28 The Prosecution categorised the present case as one in Band 2 of the sentencing framework established in Pram Nair v Public Prosecutor [2017] 2 SLR 1015 (“Pram Nair”) at [119] and [159] for sexual assault involving penetration (“SAP”) offences. Band 2 prescribes a sentencing range of ten to 15 years’ imprisonment. In particular, the Prosecution identified seven offence-specific factors placing the present case within the mid-to-high range of Band 2, namely (a) the fact that the offences took place at the victim’s place of residence; (b) the victim’s young age; (c) the accused’s abuse of trust and position; (d) the victim’s serious psychological harm; (e) the involvement of planning; (f) the accused’s vindictive motivation; and (g) the long period over which the offences took place.
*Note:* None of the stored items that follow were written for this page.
Issue #724, opened 2020-03-10
lazy-id-hash showing up in query profiling


jonpither:
`lazy-id-hash` should no longer be called, as it is swapped out for the real hash algorithm on the first call made to `crux.hash/id-hash`.

Profiling shows significant CPU time is spent inside of `lazy-id-hash`. This is either a problem with the locking code, whereby the swapping out doesn't take real effect, or the latency in the swapping out upon initialization of the namespace by multiple threads, is overshadowing/confusing the intended/main code-path in the profiler.

jonpither:
@hraberg and I were able to prove this issue happens when direct linking is configured. There is a PR open that shows how this specific bug/issue could be fixed, but we will consider first, what would be involved in officially supporting direct linking. We would want a proper analysis and measurement of the performance gains. I'll close this issue for now.

PR #725, opened 2020-03-10
#724 Init the hashing-fn directly when hash ns loads

jonpither:


jonpither:
We're not officially supporting direct linking, so will close this PR. Should we want to support it, it is worth reconsidering. See #724 for more information.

29 With respect to the victim’s serious psychological harm, the Prosecution relied on the Victim Impact Statement (“VIS”), which was recorded from the victim on 8 June 2020. Among other things, the VIS discloses that “[o]ccasionally, [the victim] would still be having flashbacks” and that “[s]ometime[s], [the victim] would cry whenever [the victim] thought about what [she] had been through and [her] childhood innocence being robbed off by [the accused]”.
30 Having arrived at the indicative starting sentence of at least 13 years’ imprisonment, the Prosecution contended that, in relation to offender-specific factors, (a) the accused’s guilty plea was of limited value given the grave and heinous nature of the offences; (b) the 21 charges taken into consideration operated in favour of an uplift in sentence; and (c) the offender’s lack of relevant antecedents was, at best, a neutral factor. Nevertheless, taking into account both the offender-specific aggravating factors and the mitigating factors, the Prosecution was prepared to calibrate the indicative starting sentence downwards to at least 12 years’ imprisonment. Since two of the three sentences would run consecutively, the Prosecution submitted for an aggregate sentence of at least 24 years’ imprisonment.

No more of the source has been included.